*Information shown*
************
PR #4217, opened 2020-02-03
Limit Stories experience to WP 5.3 & Gutenberg 7.1.0

### LINKED ISSUE #4200: Disable AMP Stories experience when recent Gutenberg is active
## Feature description

As discussed in #4074 and [reported](https://wordpress.org/support/topic/new-version-of-gutenberg-breaks-stories-layout/) in the support forum, recent versions of Gutenberg break the AMP Stories editor. 

We need to disable the AMP Stories experience if either the user is on WordPress version under 5.3 and/or they have a Gutenberg version that is too new.

Note that if the user does _not_ have any stories created, then the experience would be hidden entirely. See #4201. So this only is needed for users who have existing `amp_story` posts.

---------------

## Acceptance criteria

* 

## Implementation brief

* 

## QA testing instructions

* 

## Demo

* 

## Changelog entry

*

pierlon:
## Summary

Disables Stories experience if Gutenberg > v7.1.0 or WordPress > v5.3. The Stories editor is broken in Gutenberg v7.2.0, and Wordpress 5.4 ( which will include an incompatible version of the block editor).

Fixes #4200.

## Checklist

### DIFF
--- a/.dev-lib
+++ b/.dev-lib
@@ -10,7 +10,7 @@ CHECK_SCOPE=all
 function after_wp_install {
 	if [[ "$WP_VERSION" != "4.9" ]]; then
 		echo -n "Installing Gutenberg 7.1.0..."
-		gutenberg_plugin_svn_url=http://plugins.svn.wordpress.org/gutenberg/tags/7.1.0/
+		gutenberg_plugin_svn_url=https://plugins.svn.wordpress.org/gutenberg/tags/7.1.0/
 		svn export -q "$gutenberg_plugin_svn_url" "$WP_CORE_DIR/src/wp-content/plugins/gutenberg"
 		echo "done"
 	fi
--- a/.dev-lib
+++ b/.dev-lib
@@ -9,8 +9,8 @@ CHECK_SCOPE=all
 
 function after_wp_install {
 	if [[ "$WP_VERSION" != "4.9" ]]; then
-		echo -n "Installing Gutenberg..."
-		gutenberg_plugin_svn_url=https://plugins.svn.wordpress.org/gutenberg/trunk/
+		echo -n "Installing Gutenberg 7.1.0..."
+		gutenberg_plugin_svn_url=http://plugins.svn.wordpress.org/gutenberg/tags/7.1.0/
 		svn export -q "$gutenberg_plugin_svn_url" "$WP_CORE_DIR/src/wp-content/plugins/gutenberg"
 		echo "done"
 	fi
--- a/includes/class-amp-story-post-type.php
+++ b/includes/class-amp-story-post-type.php
@@ -104,7 +104,7 @@ class AMP_Story_Post_Type {
 	 */
 	public static function has_required_block_capabilities() {
 		if ( defined( 'GUTENBERG_DEVELOPMENT_MODE' ) ) {
-			return (bool) GUTENBERG_DEVELOPMENT_MODE;
+			return false;
 		}
 
 		// If Gutenberg is installed only versions 6.6.0 - 7.1.0 are supported.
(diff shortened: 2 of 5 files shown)


includes/class-amp-story-post-type.php
```diff
@@ -32,7 +32,14 @@ class AMP_Story_Post_Type {
 	 *
 	 * @var string
 	 */
-	const REQUIRED_GUTENBERG_VERSION = '6.6';
+	const MIN_REQUIRED_GUTENBERG_VERSION = '6.6.0';
+
+	/**
+	 * Minimum required version of Gutenberg required.
```
swissspidy:
```suggestion
	 * Maximum allowed version of Gutenberg.
```

includes/class-amp-story-post-type.php
```diff
@@ -93,20 +100,22 @@ class AMP_Story_Post_Type {
...
 	public static function has_required_block_capabilities() {
-		return (
-			( defined( 'GUTENBERG_DEVELOPMENT_MODE' ) && GUTENBERG_DEVELOPMENT_MODE )
-			||
-			( defined( 'GUTENBERG_VERSION' ) && version_compare( GUTENBERG_VERSION, self::REQUIRED_GUTENBERG_VERSION, '>=' ) )
-			||
-			version_compare( get_bloginfo( 'version' ), '5.3-RC2', '>=' )
-		);
+		if ( defined( 'GUTENBERG_DEVELOPMENT_MODE' ) ) {
+			return (bool) GUTENBERG_DEVELOPMENT_MODE;
```
swissspidy: Wouldn't that indicate that the editor works with current Gutenberg master?

I think if `GUTENBERG_DEVELOPMENT_MODE` is defined we should return `false` as it's most likely the current master version.

pierlon: Yes good call.

Would it be better to get the version via `get_plugin_data()`? The likelihood of someone having an outdated Gutenberg with `GUTENBERG_DEVELOPMENT_MODE` set would be low I assume, but I'm not entirely on board with returning `false` if that constant is set.

westonruter: Let's go ahead and return `false` if `GUTENBERG_DEVELOPMENT_MODE` is on. The reality is that this is not a widely-used feature yet and we'll be removing it in the next version of the AMP plugin. The liklihood that someone is using an old version of Gutenberg _with_  `GUTENBERG_DEVELOPMENT_MODE` on _and_ having Stories active seems very rare. If `GUTENBERG_DEVELOPMENT_MODE` is `true`, then a site just has to deactivate Gutenberg to access Stories.

pierlon: Done in https://github.com/ampproject/amp-wp/pull/4217/commits/92e7c3481444a40801b439e94c874886f145afa1.

.dev-lib
```diff
@@ -9,8 +9,8 @@ CHECK_SCOPE=all
 
 function after_wp_install {
 	if [[ "$WP_VERSION" != "4.9" ]]; then
-		echo -n "Installing Gutenberg..."
-		gutenberg_plugin_svn_url=https://plugins.svn.wordpress.org/gutenberg/trunk/
+		echo -n "Installing Gutenberg 7.1.0..."
+		gutenberg_plugin_svn_url=http://plugins.svn.wordpress.org/gutenberg/tags/7.1.0/
```
westonruter: Oh, why the change from `https` to `http`?

westonruter: Revised in 983efd4a064fb54acb3a46a8ed5b2f7e5356b6f8

westonruter:
Once the build passes I'll squash merge this and cherry-pick into the `1.4` branch.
************
*Problem requirements*
Copy all lines above containing the string "master".

*Response to the exercise*
swissspidy: Wouldn't that indicate that the editor works with current Gutenberg master?
I think if `GUTENBERG_DEVELOPMENT_MODE` is defined we should return `false` as it's most likely the current master version.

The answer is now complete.